In [1]:
import pandas as pd
import numpy as np
import math
import re
import joblib
import matplotlib.pyplot as plt
from sklearn.feature_extraction.text import TfidfVectorizer

from sklearn.preprocessing import StandardScaler

from scipy.sparse import hstack
from scipy.sparse import csr_matrix
from scipy.sparse import save_npz
import os

In [2]:
# Data Exploring

df = pd.read_json("problems_data.jsonl", lines=True)
df.isna().sum()             # No null values found
df['problem_class'].value_counts()      # Easy class is imbalanced
print(df.columns)
# df.dtypes
pseudo_null = 'There is no input in this problem.'
missing_input = df[df['input_description'] == ''].shape[0]
missing_output = df[df['output_description'] == ''].shape[0]
missing = df[df['description'] == ''].shape[0]
print(missing_input)
print(missing_output)
print(missing)
print(df[df['input_description']==pseudo_null].shape[0])

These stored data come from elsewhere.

PR #322, opened 2017-05-11
Switch to the new [old] project format (csproj)

kjnilsson:
To do this the net451 build has been removed as it currently
isn't able to build this using mono.

[#145272475]


bording:
FYI the 5.0 release of mono includes MSBuild, and it can be used to build net451 and netstandard, instead of `dotnet build`. 5.0 is still in beta, but I was trying it out yesterday as part of the VS for Mac release.

bording:
@michaelklishin By just building netstandard1.5, you've bumped the miniumu .NET version to 4.6.1, not 4.5.2: https://docs.microsoft.com/en-us/dotnet/articles/standard/library

michaelklishin:
we plan to continue with 4.x releases for some time, so I wonder if we can actually require 4.6.1. Until .NET Core and Mono are out of the "kind-of-works-if-you-are-careful" maturity stage, supporting all those .NETs is getting too taxing on our time.

kjnilsson:
I feel we can add multi targeting back once it "just works" with the dotnet core tooling. I tried it today with mono 5 and it doesn't as yet. I'd like to get an RC out soon

Also I think the .NET requirement is 4.6.2 until v2.0 of the tooling (not confusing at all is it? :) )

bording:
@kjnilsson I'll have to double check, but I thought the 2.0 tooling was referring to the new csproj format, with 1.0 being project.json.

What did you try with the mono 5 stuff? I was able to build a sample project targeting `net452` and netcoreapp1.0` by doing the following:
```
dotnet restore
msbuild
```
And that was able to build both assemblies.

kjnilsson:
Oh right , I have to try that, thanks.

bording:
Bumping the minimum required version would bring us some pain, because we currently support 4.5.2 as our minimum, but we also like to make sure we have releases that work with the latest RabbitMQ client.

adamralph:
> Also I think the .NET requirement is 4.6.2 until v2.0 of the tooling

I think @kjnilsson may be correct. Previously, the .NET Standard table was different and it only had .NET FX 4.6.2 as supporting .NET STD 1.5. The table now shows .NET FX 4.6.1 as supporting .NET STD 1.5. It may well be the 2.0 tooling which actually implements this change.

bording:
@adamralph I was just about to comment that @kjnilsson was correct, and "tooling 2.0" is referring to the new tooling coming as part of .NET Core 2.0.

kjnilsson:
`msbuild` works better - I'm baffled as to why they didn't just make `dotnet build` work as well. Great I will update the PR tomorrow. Thanks!

bording:
> msbuild works better - I'm baffled as to why they didn't just make dotnet build work as well. Great I will update the PR tomorrow. Thanks!

I think it's just different release schedules not aligning yet. Mono needed to ship msbuild instead of xbuild, and include the SDKs to build .NET Core stuff first, Then the `dotnet build` tooling can be updated to be aware of it. 

I need to check if the .NET Core 2.0 preview release handles it differently, or if that change is still to come.

bording:
BTW, it looks like mono 5.0 is officially released now: http://www.mono-project.com/docs/about-mono/releases/5.0.0/

kjnilsson:
Ok this seems to work with net451 and our Pr build. Once this is merged I can move it through the build stages and produce a pre-release and then an RC.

# for line in list(df['input_description'].unique()):
    # print(line)
    
# df.loc[df['description'].str.len()<1,['title', 'description', 'input_description', 'output_description',
    #    'sample_io']]
df.groupby("problem_class").describe()



Index(['title', 'description', 'input_description', 'output_description',
       'sample_io', 'problem_class', 'problem_score', 'url'],
      dtype='object')
120
131
81
3


Unnamed: 0_level_0,problem_score,problem_score,problem_score,problem_score,problem_score,problem_score,problem_score,problem_score
Unnamed: 0_level_1,count,mean,std,min,25%,50%,75%,max
problem_class,Unnamed: 1_level_2,Unnamed: 2_level_2,Unnamed: 3_level_2,Unnamed: 4_level_2,Unnamed: 5_level_2,Unnamed: 6_level_2,Unnamed: 7_level_2,Unnamed: 8_level_2
easy,766.0,1.970888,0.433289,1.1,1.6,2.0,2.3,2.8
hard,1941.0,7.071149,1.049729,5.5,6.2,7.0,7.9,9.7
medium,1405.0,4.125836,0.774216,2.8,3.5,4.1,4.8,5.5


In [3]:
os.makedirs("figures", exist_ok=True)

df['problem_class'].value_counts().plot(kind='bar')
plt.title('Class Distribution')
plt.xlabel('Problem Class')
plt.ylabel('Count')
plt.tight_layout()
plt.savefig('figures/class_distribution.png', dpi=300)
plt.close()

In [4]:
# Handling Missing Values

# If input/output descriptions are empty, fall back to main description
df['input_description'] = df.apply(
    lambda row: row['description'] if row['input_description'] == '' else row['input_description'],
    axis=1
)

df['output_description'] = df.apply(
    lambda row: row['description'] if row['output_description'] == '' else row['output_description'],
    axis=1
)

def fill_input_desc(row):
    val = row['input_description']
    if pd.isna(val) or str(val).strip() == "":
        return row['description']
    return val

df['input_description'] = df.apply(fill_input_desc, axis=1)

# Text Cleaning Function

def clean_text(text):
    if not isinstance(text, str):
        return ""

    text = text.replace('$', ' ')

    replacements = {
        r'\\le': '<=', r'\\ge': '>=', r'\\lt': '<', r'\\gt': '>',
        r'\\neq': '!=', r'\\times': '*', r'\\dots': '...',
        r'\\': ' ', r'\n': ' '
    }
    for pat, repl in replacements.items():
        text = re.sub(pat, repl, text)

    # Removing commas inside numbers
    while re.search(r'(\d)\s?,\s?(\d)', text):
        text = re.sub(r'(\d)\s?,\s?(\d)', r'\1\2', text)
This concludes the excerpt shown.